-- Directions for this task --
Among the entries below, find every line that contains the string "other", then copy it.

-- Data for analysis --

↓↓↓

PR #1731, opened 2020-03-10
DynDNS: Check IP Services - Plugin

NOYB:
Allow other, public and private, check IP services to be used.

Features:
  * Interface specific configurable check IP services.  The service with matching interface and IP version, or the one that is enabled as the default, will be used by Dynamic DNS and RFC2136 services to check IP addresses.
  * Verify SSL peer option
  * Service authentication support
  * Service backend test facility

Needs Check IP Services - plugin support (opnsense/core#3971)
Needs BootgridUI Formatters (opnsense/core#3971)

**Screen Shots:**

1) Service Settings

2) Service Test

3) Edit Service

### DIFF
--- a/dns/checkip/Makefile
+++ b/dns/checkip/Makefile
@@ -1,0 +1,7 @@
+PLUGIN_NAME=		checkip
+PLUGIN_VERSION=		1.0
+PLUGIN_REVISION=	0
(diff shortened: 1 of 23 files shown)


NOYB:
Update: Removed in core dependency on other plugins.

PR #1733, opened 2020-03-10
security/tinc: Fix switch mode

vnxme:
**Background**

What I would like to achieve is a dual-stack ethernet bridge using Tinc (layer 2 VPN). Since it is completely possible using Tinc on Linux, it should be achievable in OPNsense.

**Current situation summary**
- [x] Router mode, IPv4 addresses only (possible before #1707)
- [x] Router mode, IPv6 addresses only (possible after #1707)
- [x] Switch mode, IPv4 addresses only (possible after this PR, commits 1 and 2)
- [x] Switch mode, IPv6 addresses only (possible after this PR, commits 1 and 2)
- [x] Any mode, dual-stack (see [#3972](https://github.com/opnsense/core/issues/3972), possible after this PR, commits 3 and 4)

**About this PR**

If I change Tinc mode from router (L3VPN) to switch (L2VPN), it wont start properly because irrelevant `subnet` variables are included in host configuration files. Before this commit I cannot leave them empty in OPNsense WebGUI. Commenting out these variables and restarting Tinc daemon from console fixes the problem.

Following [the official manual](https://www.tinc-vpn.org/documentation/tinc.pdf), `subnet` configuration variable seems to be used by Tinc for routing purposes in router mode. Although this field can also be a single MAC address which might be suitable for switch mode purposes, OPNsense does not currently support such an option.

This PR includes the following changes:
- Remove required flag from subnet fields
- Add a required constraint to network subnet field for router mode
- Relax validation and drafting mechanism for Tinc configration (only include subnet if not empty)

What could be further improved (but I have failed to implement):
- WebGUI: Support MAC value in subnet fields
- WebGUI: Hide/show subnet field when changing mode
- WebGUI: Make subnet field required in other hosts configuration when they are assigned to a router-mode network (a multi-level constraint, seems to be impossible in current architecture)

### DIFF
--- a/security/tinc/src/opnsense/mvc/app/models/OPNsense/Tinc/Tinc.xml
+++ b/security/tinc/src/opnsense/mvc/app/models/OPNsense/Tinc/Tinc.xml
@@ -43,7 +43,7 @@
                     <FieldSeparator>,</FieldSeparator>
                     <Constraints>
                         <check001>
-                            <ValidationMessage>This field must be set in router mode.</ValidationMessage>
+                            <ValidationMessage>Subnet field must be set in router mode.</ValidationMessage>
                             <type>SetIfConstraint</type>
                             <field>mode</field>
                             <check>router</check>
@@ -77,6 +77,11 @@
                       <router>router</router>
                       <switch>switch</switch>
                   </OptionValues>
+                  <Constraints>
+                      <check001>
+                          <reference>subnet.check001</reference>
+                      </check001>
+                  </Constraints>
                 </mode>
                 <PMTUDiscovery type="BooleanField">
                     <default>1</default>
--- a/security/tinc/src/opnsense/mvc/app/models/OPNsense/Tinc/Tinc.xml
+++ b/security/tinc/src/opnsense/mvc/app/models/OPNsense/Tinc/Tinc.xml
@@ -37,10 +37,18 @@
                     <WildcardEnabled>N</WildcardEnabled>
                 </intaddress>
                 <subnet type="NetworkField">
-                    <Required>Y</Required>
+                    <Required>N</Required>
                     <WildcardEnabled>N</WildcardEnabled>
                     <NetMaskRequired>Y</NetMaskRequired>
                     <FieldSeparator>,</FieldSeparator>
+                    <Constraints>
+                        <check001>
+                            <ValidationMessage>This field must be set in router mode.</ValidationMessage>
+                            <type>SetIfConstraint</type>
+                            <field>mode</field>
+                            <check>router</check>
+                        </check001>
+                    </Constraints>
                 </subnet>
                 <pingtimeout type="IntegerField">
                     <Required>Y</Required>
@@ -123,7 +131,7 @@
                     <mask>/^([0-9a-zA-Z\.,_\-:]){0,1024}$/u</mask>
                 </extaddress>
                 <subnet type="NetworkField">
-                    <Required>Y</Required>
+                    <Required>N</Required>
                     <WildcardEnabled>N</WildcardEnabled>
                     <NetMaskRequired>Y</NetMaskRequired>
                     <FieldSeparator>,</FieldSeparator>
--- a/security/tinc/src/opnsense/scripts/OPNsense/Tinc/tincd.py
+++ b/security/tinc/src/opnsense/scripts/OPNsense/Tinc/tincd.py
@@ -110,11 +110,11 @@ def deploy(config_filename):
 if len(sys.argv) > 1:
     if sys.argv[1] == 'stop':
         for instance in glob.glob('/usr/local/etc/tinc/*'):
-            proc_cat = subprocess.Popen(['cat', '%s/tinc.conf' % instance], stdout=subprocess.PIPE)
-            proc_grep = subprocess.Popen(['grep', 'Device='], stdin=proc_cat.stdout, stdout=subprocess.PIPE)
-            interface_name = proc_grep.communicate()[0].decode('utf-8').rstrip('\n').split('/')[-1]
             subprocess.run(['/usr/local/sbin/tincd','-n',instance.split('/')[-1], '-k'])
-            subprocess.run(['/sbin/ifconfig',interface_name,'destroy'])
+            if os.path.exists('%s/tinc.conf' % instance):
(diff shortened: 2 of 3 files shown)


security/tinc/src/opnsense/mvc/app/models/OPNsense/Tinc/Tinc.xml
```diff
@@ -37,10 +37,18 @@
...
+                    <Required>N</Required>
                     <WildcardEnabled>N</WildcardEnabled>
                     <NetMaskRequired>Y</NetMaskRequired>
                     <FieldSeparator>,</FieldSeparator>
+                    <Constraints>
+                        <check001>
+                            <ValidationMessage>This field must be set in router mode.</ValidationMessage>
+                            <type>SetIfConstraint</type>
+                            <field>mode</field>
+                            <check>router</check>
```
AdSchellevis, line 49: The field `mode`  should have a reference to enforce validation when it changes (https://docs.opnsense.org/development/frontend/models_constraints.html?highlight=setifconstraint#dependconstraint)

security/tinc/src/opnsense/mvc/app/models/OPNsense/Tinc/Tinc.xml
```diff
@@ -123,7 +131,7 @@
                     <mask>/^([0-9a-zA-Z\.,_\-:]){0,1024}$/u</mask>
                 </extaddress>
                 <subnet type="NetworkField">
-                    <Required>Y</Required>
+                    <Required>N</Required>
```
AdSchellevis, line 134: Isn't this related to the same mode field?

security/tinc/src/opnsense/scripts/OPNsense/Tinc/tincd.py
```diff
@@ -107,7 +110,11 @@ def deploy(config_filename):
 if len(sys.argv) > 1:
     if sys.argv[1] == 'stop':
         for instance in glob.glob('/usr/local/etc/tinc/*'):
+            proc_cat = subprocess.Popen(['cat', '%s/tinc.conf' % instance], stdout=subprocess.PIPE)
```
AdSchellevis, line 113: no need for subprocess here:
```
if os.path.exists('%s/tinc.conf' % instance):
    interface_name  = open('%s/tinc.conf' % instance).read().split('Device=')[-1].split()[0].split('/')[-1]
    if interface_name.startswith('tinc'):
        subprocess.run(['/sbin/ifconfig',interface_name,'destroy'])
```

basically does the same, a regexp could also work. although it's not 100% foolproof, it should be safe enough to use

security/tinc/src/opnsense/mvc/app/models/OPNsense/Tinc/Tinc.xml
vnxme: Ok, I implemented the reference constraint, see https://github.com/opnsense/plugins/pull/1733/commits/e19f92d1948f737bc005066aecf0c8176ddf2cc9, and it virtually works. However, when you change switch mode to router mode in the WebUI and your subnet is empty, the error ("... field must be set ...") is displayed next to router field while it should naturally be displayed next to subnet field as it is subnet, not mode, that fails validation.

security/tinc/src/opnsense/mvc/app/models/OPNsense/Tinc/Tinc.xml
vnxme: You are right. This field (host.subnet) should be set when the network such a host is assigned to (host.network) is in switch mode (network.mode). But I'm not sure how to implement a cross-model constraint and https://docs.opnsense.org/development/frontend/models_constraints.html has nothing about it. Could you advise me on any relevant example to follow?

security/tinc/src/opnsense/scripts/OPNsense/Tinc/tincd.py
vnxme: Implemented in https://github.com/opnsense/plugins/pull/1733/commits/b2238a760f6b45a689b2842af3f80055019adf9c

security/tinc/src/opnsense/mvc/app/models/OPNsense/Tinc/Tinc.xml
AdSchellevis: I have to check that out locally, at a first glance I would expect it to show on the subnet field too.

security/tinc/src/opnsense/mvc/app/models/OPNsense/Tinc/Tinc.xml
AdSchellevis: you're right, it can't know that since it has to read the relation field. you can hook into the validation by extending `performValidation()`, but maybe that's a too large a change to add now. for inspiration, you could look at https://github.com/opnsense/plugins/blob/master/net/firewall/src/opnsense/mvc/app/models/OPNsense/Firewall/Filter.php

security/tinc/src/opnsense/mvc/app/models/OPNsense/Tinc/Tinc.xml
AdSchellevis: @vnxme can you try https://github.com/opnsense/core/commit/2eb1ee5f53ec4cc627ab017766dcdf5591a056c0 ? this should fix this specific issue.

vnxme: I confirm the fix you suggest highlights the correct field (empty host.subnet) when host.mode field changes value from switch to router. Thank you!

security/tinc/src/opnsense/mvc/app/models/OPNsense/Tinc/Tinc.xml
vnxme: It's a good idea, I understand the approach but I think I'm not ready yet to dive so deep now. Nevertheless, I will keep it in mind.

security/tinc/src/opnsense/mvc/app/models/OPNsense/Tinc/Tinc.xml
AdSchellevis: @vnxme thanks for testing!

↑↑↑

-- Problem solution --
Allow other, public and private, check IP services to be used.
Update: Removed in core dependency on other plugins.
- WebGUI: Make subnet field required in other hosts configuration when they are assigned to a router-mode network (a multi-level constraint, seems to be impossible in current architecture)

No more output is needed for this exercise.